Task input START

PR #182, opened 2022-12-29
correctly set heap_limit in KiB

carenas:
Noticed while doing sanitizer runs, as the multiplication will overflow an uint32_t, which for the default would result in an even larger value than expected.


carenas:
this is incorrect and was indeed part of the change

Issue #183, opened 2022-12-29
setting heap_limit could be truncated since PCRE2 10.41


carenas:
After d90fb23 (Refactor match_data() to always use the heap instead of having an initial frames vector on the stack..., 2022-07-27) the value for `mb->heap_limit` (using a PCRE2_SIZE) is set to the number of bytes, instead of KB (as used everywhere else).

The problem with doing that is that the variable that holds this in the match/expression context is only 32bit wide and therefore setting the value itself requires multiplying that value by 1024 and that can overflow.

Changing the code to widen the multiplication itself helps when PCRE2_SIZE is 64bit but it won't in 32bit systems where PCRE2_SIZE isn't just wide enough:

```
diff --git a/src/pcre2_match.c b/src/pcre2_match.c
index 168b9fa..7e65985 100644
--- a/src/pcre2_match.c
+++ b/src/pcre2_match.c
@@ -6816,7 +6816,7 @@ frame_size = (offsetof(heapframe, ovector) +
 smaller. */
 
 mb->heap_limit = ((mcontext->heap_limit < re->limit_heap)?
-  mcontext->heap_limit : re->limit_heap) * 1024;
+  mcontext->heap_limit : re->limit_heap) * 1024ul;
 
 mb->match_limit = (mcontext->match_limit < re->limit_match)?
   mcontext->match_limit : re->limit_match;
```

Additionally, since the default for heap_limit is set to 20000000KB, it is already larger (when converted into bytes) than what a 32bit PCRE2_SIZE can hold, and while that specific issue was already present in previous code, meaning that the limit was practically unreachable, it was at least representable and useful for evaluation.

PR #184, opened 2022-12-30
avoid LIMIT_HEAP truncation since d90fb23 (included in PCRE2 10.41)

carenas:
Avoid the overflow and use instead an uint32_t variable to hold the heap_limit (in KiB)

Fixes: d90fb23 (Refactor match_data() to always use the heap instead of having an initial frames vector on the stack..., 2022-07-27)
Closes: #183


src/pcre2_intmodedep.h
```diff
@@ -858,7 +858,7 @@ doing traditional NFA matching (pcre2_match() and friends). */
 
 typedef struct match_block {
   pcre2_memctl memctl;            /* For general use */
-  PCRE2_SIZE heap_limit;          /* As it says */
+  uint32_t heap_limit;            /* As it says */
```
zherczeg, line 861: PCRE2_SIZE is 64 bit long on 64 bit systems, isn't it?

carenas: correct, but the heap_limit value can only be lower than UINT_MAX even if it can represent memory sizes larger than 4GB in 64-bit systems because it uses KB for units.

PR #460, opened 2024-09-03
Use assertion to ensure erroroffset return from pcre2_compile is valid

alexdowad:
When testing the new pattern rewriting phase for regex compilation using a fuzzer, I had a scary experience. Due to a bug in my pattern rewriting code, pcre2_compile() could return a totally invalid erroroffset. If a library user tried to do something with the erroroffset without checking it for validity, in the worst case, this had the potential to lead to an RCE vulnerability.

In case something similar ever happens again, I've added an assertion which will make it easier to notice the problem.

### DIFF
--- a/src/pcre2_compile.c
+++ b/src/pcre2_compile.c
@@ -11147,6 +11147,8 @@ HAD_CB_ERROR:
 ptr = pattern + cb.erroroffset;
 
 HAD_EARLY_ERROR:
+PCRE2_ASSERT(ptr >= pattern); /* Ensure we don't return invalid erroroffset */
+PCRE2_ASSERT(ptr <= (pattern + patlen));
 *erroroffset = ptr - pattern;
 
 HAD_ERROR:


alexdowad:
I'm surprised to see that one of these assertions fails when `RunTest` executes in CI. I haven't been able to duplicate this locally yet (all the tests pass for me) and am still trying to figure out the reason.

src/pcre2_compile.c
```diff
@@ -11147,6 +11147,8 @@ an offset is available in the parsed pattern. */
 ptr = pattern + cb.erroroffset;
 
 HAD_EARLY_ERROR:
+PCRE2_ASSERT(ptr >= pattern); /* Ensure we don't return invalid erroroffset */
+PCRE2_ASSERT(ptr < (pattern + patlen));
```
carenas, line 11151: `s/</<=/`, since the NUL at the end of pattern is a perfectly valid erroroffset

carenas (changes requested):
the output of the steps from CI could help you replicate locally, maybe didn't build with `--enable-debug`?

src/pcre2_compile.c
alexdowad: @carenas Thanks for mentioning that. I actually flip-flopped between `<` and `<=` when preparing this PR. However, I noticed that (**if** I have understood well) it seems that patterns which are passed to `pcre2_compile` are not always NUL-terminated. (When the pattern is NUL-terminated, one can pass `PCRE2_ZERO_TERMINATED` as the `length` argument to `pcre2_compile`.)

Is that correct? If so, should the assertion be predicated on `length == PCRE2_ZERO_TERMINATED`?

carenas: > should the assertion be predicated on `length == PCRE2_ZERO_TERMINATED`?

no; and it is unlikely to work as the length value is reset earlier AFAIK.

the [documentation](https://pcre2project.github.io/pcre2/doc/html/pcre2api.html) mentions:

> Some errors are not detected until the whole pattern has been scanned; in these cases, the offset passed back is the length of the pattern

alexdowad: > > should the assertion be predicated on `length == PCRE2_ZERO_TERMINATED`?
> 
> no; and it is unlikely to work as the length value is reset earlier AFAIK.

I think I didn't express myself well. I was referring to the value of `length` *on function entry*, not at the point where the assertion occurs.

> the [documentation](https://pcre2project.github.io/pcre2/doc/html/pcre2api.html) mentions:
> 
> > Some errors are not detected until the whole pattern has been scanned; in these cases, the offset passed back is the length of the pattern

Hmm. If that is so, then I guess `pattern + erroroffset` is not guaranteed to be a valid pointer. Since PCRE2 users may presumably wish to use `pattern + erroroffset` to display the part of the pattern which caused an error, this feels like a defect in the API to me.

I guess if users read the documentation, then they should know to check for the special value `erroroffset == patlength`.

alexdowad: Anyways, regardless of the issues mentioned, it is apparent that the assertion should indeed use `<=` and not `<`. PR updated.

carenas: > I guess if users read the documentation, then they should know to check for the special value `erroroffset == patlength`.

sure hope they do, specially if trying to print the place where the pattern error was found, as they then would realize it might not be printable, if it happens to be in the middle of an UTF8 character, for example.

carenas: > > > should the assertion be predicated on `length == PCRE2_ZERO_TERMINATED`?
> > 
> > 
> > no; and it is unlikely to work as the length value is reset earlier AFAIK.
> 
> I think I didn't express myself well. I was referring to the value of `length` _on function entry_, not at the point where the assertion occurs.

What I meant was that there is no way for PCRE2 to know if a pattern is NUL terminated or not (PCRE2_ZERO_TERMINATED is only a hint and an "optimization" so callers of this function can rely on PCRE2 doing `strlen` for them).

For additional context, '\0' in patterns used to be impossible before PCRE2.

carenas:
Note that this assertions is buggy, since `patlen` was never updated when the pattern was rewritten

alexdowad:
@carenas Good point. That would be true *if* pattern rewriting is done, which is not the case in `master` yet.

carenas:
> That would be true

if being pedantic, you are correct that this assert isn't buggy yet in master, but obviously the comment was meant to address it within the context of this change being part of that series (as explained above) and which was also linked.

I did it this way to avoid polluting the conversation in the other PR, not to make a false statement, but would follow whichever preferences you have to avoid further confusion.

PS: FWIW I prefer not to be "`@`" to avoid notification spam, but if you haven't seen it yet, the discussion where this PR was linked also addresses this point and the fact that it might require API changes.

alexdowad:
Understood, I won't keep sending you "@" notifications then.

This PR is not simply part of a series with the other PR; it is a worthwhile change on its own, which is why I submitted it separately.

alexdowad:
Please see added comment in #464 on why the assertion added in this PR is still valid, even if pattern rewriting optimizations are later merged into `master`.

carenas:
> hy the assertion added in this PR is still valid

Glad to be wrong about needing to update `patlen`, since that was also a major sticking point as there is no way to communicate that back to the user by the current API.

This means though that ALL `erroroffset`  (except for the few ones that were cached in `parsed_pattern`) are likely incorrect, eventhough you are right that they are also likely to be lower than `patlen` and therefore not trigger this assert.

alexdowad:
> ALL `erroroffset` (except for the few ones that were cached in `parsed_pattern`) are likely incorrect

I don't believe that is the case, for the reasons explained in #464. However, it is good to be sure, so I will check this area over again.

carenas:
> don't believe that is the case

`cb.erroroffset` is set by all functions that participate in the compilation with code like:

```
if (bad)
  {
  *errorcodeptr = ERR
  cb->erroroffset = offset; /* or an expression and sometimes even a ptrdiff */
  return FALSE;
  }
 ```

how can that work when offset is based on the rewritten pattern?

alexdowad:
> how can that work when offset is based on the rewritten pattern?

The point is that if it is set to a value other than `patlen`, `erroroffset` *must* be set to an offset within the pattern string, by code which is analyzing the pattern string. The pattern rewriter does not modify the pattern string. It only modifies the `parsed_pattern` vector. Hence, it has no effect on any code which analyzes the pattern string.

If there is any code in PCRE2 which currently sets `erroroffset` based on the offset of a `parsed_pattern` item within the `parsed_pattern` vector, that is very wrong and must be fixed. I don't believe that such code exists, but I would like to check and make sure.

We definitely do have code which sets `erroroffset` to 0, to `patlen`, and to `PCRE2_UNSET`. Setting it to `PCRE2_UNSET` seems wrong to me and I would like to look into that. However, it is a different issue.

carenas:
I stand corrected, apologies for the confusion.

PR #462, opened 2024-09-06
build: improve portability of assertions

carenas:
Fix a build failure in AIX and prevent warnings in Windows.


zherczeg (commented):
Nice patch!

Task input END

### Exercise requirements
Scan the listing above for the line that has "sure hope they", then copy exactly from that line through the line that has "if being pedantic, you".

### Result of the exercise
sure hope they do, specially if trying to print the place where the pattern error was found, as they then would realize it might not be printable, if it happens to be in the middle of an UTF8 character, for example.

carenas: > > > should the assertion be predicated on `length == PCRE2_ZERO_TERMINATED`?
> > 
> > 
> > no; and it is unlikely to work as the length value is reset earlier AFAIK.
> 
> I think I didn't express myself well. I was referring to the value of `length` _on function entry_, not at the point where the assertion occurs.

What I meant was that there is no way for PCRE2 to know if a pattern is NUL terminated or not (PCRE2_ZERO_TERMINATED is only a hint and an "optimization" so callers of this function can rely on PCRE2 doing `strlen` for them).

For additional context, '\0' in patterns used to be impossible before PCRE2.

carenas:
Note that this assertions is buggy, since `patlen` was never updated when the pattern was rewritten

alexdowad:
@carenas Good point. That would be true *if* pattern rewriting is done, which is not the case in `master` yet.

carenas:
> That would be true

if being pedantic, you are correct that this assert isn't buggy yet in master, but obviously the comment was meant to address it within the context of this change being part of that series (as explained above) and which was also linked.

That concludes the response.